Options for families who don't file taxes

While parents of more than 60 million children have received the payments since July, some Americans have slipped through the cracks because the IRS relies on tax returns to determine eligibility as well as where to send the payments. 

Overall, about 6 in 10 households with children under 17 reported receiving one of the monthly payments in the prior month, according to the Urban Institute analysis. But fewer than 5 in 10 families with incomes below $25,000 had said they'd received one of the payments, the study found. 

The GetCTC.org website was created by Code for America and the White House to specifically reach out to low-income households that don't file taxes and therefore could miss out on the payments. Code for America, a technology nonprofit, has estimated that there are about 4 million families that don't file taxes. 

The IRS had also opened a non-filer portal for the CTC, but that site is now closed. Instead, it points people to the GetCTC.org site to register for the payments. To do so, people will need to file a simplified tax return through the GetCTC.org site, which requires information such as your Social Security number, your income and information on dependents. 

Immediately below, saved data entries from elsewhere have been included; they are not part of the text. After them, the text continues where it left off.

PR #495, opened 2020-04-03
GUACAMOLE-770: Support for clearing TOTP data

necouchman:
This implements support for two options:
1) Clear out the TOTP secret.
2) Set the TOTP status back to unconfirmed, prompting the user to re-confirm.


extensions/guacamole-auth-totp/src/main/java/org/apache/guacamole/auth/totp/user/TOTPUser.java
```diff
@@ -66,14 +81,8 @@ public User getUndecorated() {
     public Map<String, String> getAttributes() {
 
         // Create independent, mutable copy of attributes
-        Map<String, String> attributes =
-                new HashMap<String, String>(super.getAttributes());
+        Map<String, String> attributes = new HashMap<>(super.getAttributes());
 
-        // Do not expose any TOTP-related attributes outside this extension
-        attributes.remove(TOTP_KEY_SECRET_ATTRIBUTE_NAME);
-        attributes.remove(TOTP_KEY_CONFIRMED_ATTRIBUTE_NAME);
```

Will the expanded CTC continue beyond 2021? 

Meanwhile, the fate of the expanded CTC is unclear as Democrats negotiate over spending priorities. The tax credit, in its current form, may only be extended for another year or two, instead of the additional four years advocated by the White House, which CBS News had earlier reported.

Antipoverty advocates are urging lawmakers to extend the program — if even for one year. Since the payments began hitting bank accounts, child hunger and poverty has receded, with the Urban Institute finding that families are using the funds to pay for necessities such as food, clothing and school supplies.

"We know that these CTC checks are transforming the lives of children," said Natalie Foster, co-chair of the Economic Security Project, a group that advocates for issues such as basic income. "A one-year extension is a fraction of what kids need."